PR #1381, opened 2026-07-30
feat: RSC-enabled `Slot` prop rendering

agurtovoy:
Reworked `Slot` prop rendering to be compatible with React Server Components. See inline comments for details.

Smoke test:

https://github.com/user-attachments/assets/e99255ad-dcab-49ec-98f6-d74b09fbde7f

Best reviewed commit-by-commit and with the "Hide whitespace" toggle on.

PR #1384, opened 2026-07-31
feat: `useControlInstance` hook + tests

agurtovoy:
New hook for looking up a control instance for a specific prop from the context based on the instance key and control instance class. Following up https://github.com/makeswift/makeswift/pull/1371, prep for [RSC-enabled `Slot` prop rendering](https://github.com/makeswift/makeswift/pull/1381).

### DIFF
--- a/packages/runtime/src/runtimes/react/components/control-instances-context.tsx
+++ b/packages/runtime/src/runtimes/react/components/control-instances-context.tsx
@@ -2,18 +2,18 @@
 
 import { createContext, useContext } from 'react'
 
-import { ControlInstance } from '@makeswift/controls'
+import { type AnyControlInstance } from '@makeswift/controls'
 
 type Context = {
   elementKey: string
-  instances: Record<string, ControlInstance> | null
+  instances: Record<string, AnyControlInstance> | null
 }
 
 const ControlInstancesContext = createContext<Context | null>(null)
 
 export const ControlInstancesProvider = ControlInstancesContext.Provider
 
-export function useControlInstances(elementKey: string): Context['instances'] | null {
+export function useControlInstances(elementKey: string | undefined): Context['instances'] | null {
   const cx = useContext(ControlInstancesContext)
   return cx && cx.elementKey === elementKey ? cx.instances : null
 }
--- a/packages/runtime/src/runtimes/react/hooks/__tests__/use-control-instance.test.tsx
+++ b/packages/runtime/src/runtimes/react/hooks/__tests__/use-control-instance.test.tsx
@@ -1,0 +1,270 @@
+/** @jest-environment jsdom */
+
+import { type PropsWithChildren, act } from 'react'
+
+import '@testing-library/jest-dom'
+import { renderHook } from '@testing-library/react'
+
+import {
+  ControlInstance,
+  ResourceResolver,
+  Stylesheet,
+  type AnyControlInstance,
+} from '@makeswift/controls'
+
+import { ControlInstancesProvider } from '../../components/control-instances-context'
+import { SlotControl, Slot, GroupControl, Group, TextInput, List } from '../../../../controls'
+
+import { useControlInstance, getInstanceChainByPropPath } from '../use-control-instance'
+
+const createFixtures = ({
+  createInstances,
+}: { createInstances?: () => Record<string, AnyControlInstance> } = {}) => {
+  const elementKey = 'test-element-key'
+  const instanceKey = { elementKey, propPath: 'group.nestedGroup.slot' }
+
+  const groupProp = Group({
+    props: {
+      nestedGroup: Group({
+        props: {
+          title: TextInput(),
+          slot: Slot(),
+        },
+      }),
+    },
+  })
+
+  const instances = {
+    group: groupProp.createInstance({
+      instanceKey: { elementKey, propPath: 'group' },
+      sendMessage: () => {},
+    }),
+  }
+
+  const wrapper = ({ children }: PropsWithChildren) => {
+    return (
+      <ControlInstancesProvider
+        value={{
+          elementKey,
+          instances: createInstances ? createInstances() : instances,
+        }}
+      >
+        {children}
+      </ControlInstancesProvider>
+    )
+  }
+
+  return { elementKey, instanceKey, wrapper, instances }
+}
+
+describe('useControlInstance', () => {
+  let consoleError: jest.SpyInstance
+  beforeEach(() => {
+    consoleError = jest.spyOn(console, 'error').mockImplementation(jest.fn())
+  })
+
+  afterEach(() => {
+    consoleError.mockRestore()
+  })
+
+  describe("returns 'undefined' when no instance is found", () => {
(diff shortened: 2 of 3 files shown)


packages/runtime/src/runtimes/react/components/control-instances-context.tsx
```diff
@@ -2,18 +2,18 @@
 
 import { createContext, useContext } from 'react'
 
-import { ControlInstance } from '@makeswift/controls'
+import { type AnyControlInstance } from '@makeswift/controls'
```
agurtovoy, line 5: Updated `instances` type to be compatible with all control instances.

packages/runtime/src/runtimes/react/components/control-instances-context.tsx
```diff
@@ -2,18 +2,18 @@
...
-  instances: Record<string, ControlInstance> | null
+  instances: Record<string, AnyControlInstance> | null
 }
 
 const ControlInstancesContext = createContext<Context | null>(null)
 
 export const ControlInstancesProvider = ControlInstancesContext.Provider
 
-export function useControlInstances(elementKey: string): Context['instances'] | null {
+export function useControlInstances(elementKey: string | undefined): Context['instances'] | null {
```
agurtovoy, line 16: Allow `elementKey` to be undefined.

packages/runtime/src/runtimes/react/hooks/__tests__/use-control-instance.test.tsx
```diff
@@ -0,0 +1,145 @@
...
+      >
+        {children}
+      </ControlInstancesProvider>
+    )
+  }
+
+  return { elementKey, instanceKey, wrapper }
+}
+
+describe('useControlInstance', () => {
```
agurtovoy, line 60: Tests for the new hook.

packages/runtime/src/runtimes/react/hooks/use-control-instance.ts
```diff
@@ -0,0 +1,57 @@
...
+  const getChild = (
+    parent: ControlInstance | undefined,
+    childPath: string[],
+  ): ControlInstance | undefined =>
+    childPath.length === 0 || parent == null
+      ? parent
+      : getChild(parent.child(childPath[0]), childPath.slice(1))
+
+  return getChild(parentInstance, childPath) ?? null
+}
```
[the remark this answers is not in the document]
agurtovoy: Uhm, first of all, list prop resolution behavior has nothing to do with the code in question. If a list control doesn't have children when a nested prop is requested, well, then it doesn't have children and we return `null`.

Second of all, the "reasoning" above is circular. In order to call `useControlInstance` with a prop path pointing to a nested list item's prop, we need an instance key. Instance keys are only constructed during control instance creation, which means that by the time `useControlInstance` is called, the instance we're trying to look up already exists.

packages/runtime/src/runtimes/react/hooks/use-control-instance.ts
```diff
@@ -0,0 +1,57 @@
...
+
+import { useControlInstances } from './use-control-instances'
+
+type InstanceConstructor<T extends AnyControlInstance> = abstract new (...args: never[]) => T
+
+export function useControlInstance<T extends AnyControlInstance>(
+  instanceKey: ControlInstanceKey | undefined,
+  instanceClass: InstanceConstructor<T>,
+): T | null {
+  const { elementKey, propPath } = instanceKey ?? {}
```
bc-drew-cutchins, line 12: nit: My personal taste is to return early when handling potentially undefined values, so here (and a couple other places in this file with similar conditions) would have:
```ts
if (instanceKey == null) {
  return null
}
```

__________

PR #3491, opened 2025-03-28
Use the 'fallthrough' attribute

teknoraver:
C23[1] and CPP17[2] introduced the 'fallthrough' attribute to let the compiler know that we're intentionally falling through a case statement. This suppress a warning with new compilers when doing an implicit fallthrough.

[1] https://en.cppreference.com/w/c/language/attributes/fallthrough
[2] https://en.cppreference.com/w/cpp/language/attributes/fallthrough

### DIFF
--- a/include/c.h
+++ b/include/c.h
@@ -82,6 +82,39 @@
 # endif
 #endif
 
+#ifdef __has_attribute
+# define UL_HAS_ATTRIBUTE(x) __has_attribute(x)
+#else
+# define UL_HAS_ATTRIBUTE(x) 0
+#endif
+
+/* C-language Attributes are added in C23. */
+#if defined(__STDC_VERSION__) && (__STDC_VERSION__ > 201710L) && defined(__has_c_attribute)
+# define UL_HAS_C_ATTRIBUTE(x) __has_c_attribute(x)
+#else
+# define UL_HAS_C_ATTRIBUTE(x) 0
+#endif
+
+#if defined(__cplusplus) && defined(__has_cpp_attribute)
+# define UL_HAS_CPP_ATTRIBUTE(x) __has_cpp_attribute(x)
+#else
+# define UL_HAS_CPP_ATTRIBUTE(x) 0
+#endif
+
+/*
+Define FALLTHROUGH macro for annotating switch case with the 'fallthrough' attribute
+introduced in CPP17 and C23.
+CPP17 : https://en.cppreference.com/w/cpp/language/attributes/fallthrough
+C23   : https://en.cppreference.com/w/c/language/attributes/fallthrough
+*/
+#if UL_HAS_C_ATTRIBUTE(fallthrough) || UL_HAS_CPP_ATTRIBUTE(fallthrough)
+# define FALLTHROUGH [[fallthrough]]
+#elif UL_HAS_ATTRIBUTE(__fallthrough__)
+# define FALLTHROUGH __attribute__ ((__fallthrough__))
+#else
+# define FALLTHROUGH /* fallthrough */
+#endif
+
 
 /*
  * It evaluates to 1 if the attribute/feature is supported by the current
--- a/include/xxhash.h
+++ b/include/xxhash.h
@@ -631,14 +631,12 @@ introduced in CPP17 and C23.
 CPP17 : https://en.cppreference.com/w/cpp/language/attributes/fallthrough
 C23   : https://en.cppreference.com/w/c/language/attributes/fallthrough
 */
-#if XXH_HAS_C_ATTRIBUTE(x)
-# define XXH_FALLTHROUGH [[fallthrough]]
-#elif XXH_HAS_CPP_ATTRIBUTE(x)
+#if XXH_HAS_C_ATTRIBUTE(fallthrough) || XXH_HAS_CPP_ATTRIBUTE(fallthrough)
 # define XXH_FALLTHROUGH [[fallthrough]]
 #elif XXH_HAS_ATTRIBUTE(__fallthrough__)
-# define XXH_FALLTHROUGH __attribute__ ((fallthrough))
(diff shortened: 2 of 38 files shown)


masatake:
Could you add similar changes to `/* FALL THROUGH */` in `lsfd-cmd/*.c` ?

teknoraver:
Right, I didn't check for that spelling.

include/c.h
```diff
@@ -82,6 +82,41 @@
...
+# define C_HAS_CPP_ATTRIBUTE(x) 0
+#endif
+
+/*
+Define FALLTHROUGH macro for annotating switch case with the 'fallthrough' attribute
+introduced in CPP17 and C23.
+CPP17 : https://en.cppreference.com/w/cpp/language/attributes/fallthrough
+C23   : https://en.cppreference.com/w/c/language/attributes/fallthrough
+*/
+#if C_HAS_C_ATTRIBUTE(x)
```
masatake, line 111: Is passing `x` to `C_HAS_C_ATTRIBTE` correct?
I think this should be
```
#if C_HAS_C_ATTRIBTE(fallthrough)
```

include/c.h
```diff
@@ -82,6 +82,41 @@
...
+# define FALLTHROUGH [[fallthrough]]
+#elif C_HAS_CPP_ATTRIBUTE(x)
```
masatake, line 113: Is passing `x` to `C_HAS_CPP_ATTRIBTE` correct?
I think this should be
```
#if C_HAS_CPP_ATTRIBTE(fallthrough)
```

__________

**What you have to do:** Find the word "files" in the entries, and copy every line it shows up in.

**Solution to the problem:**
(diff shortened: 2 of 3 files shown)
(diff shortened: 2 of 38 files shown)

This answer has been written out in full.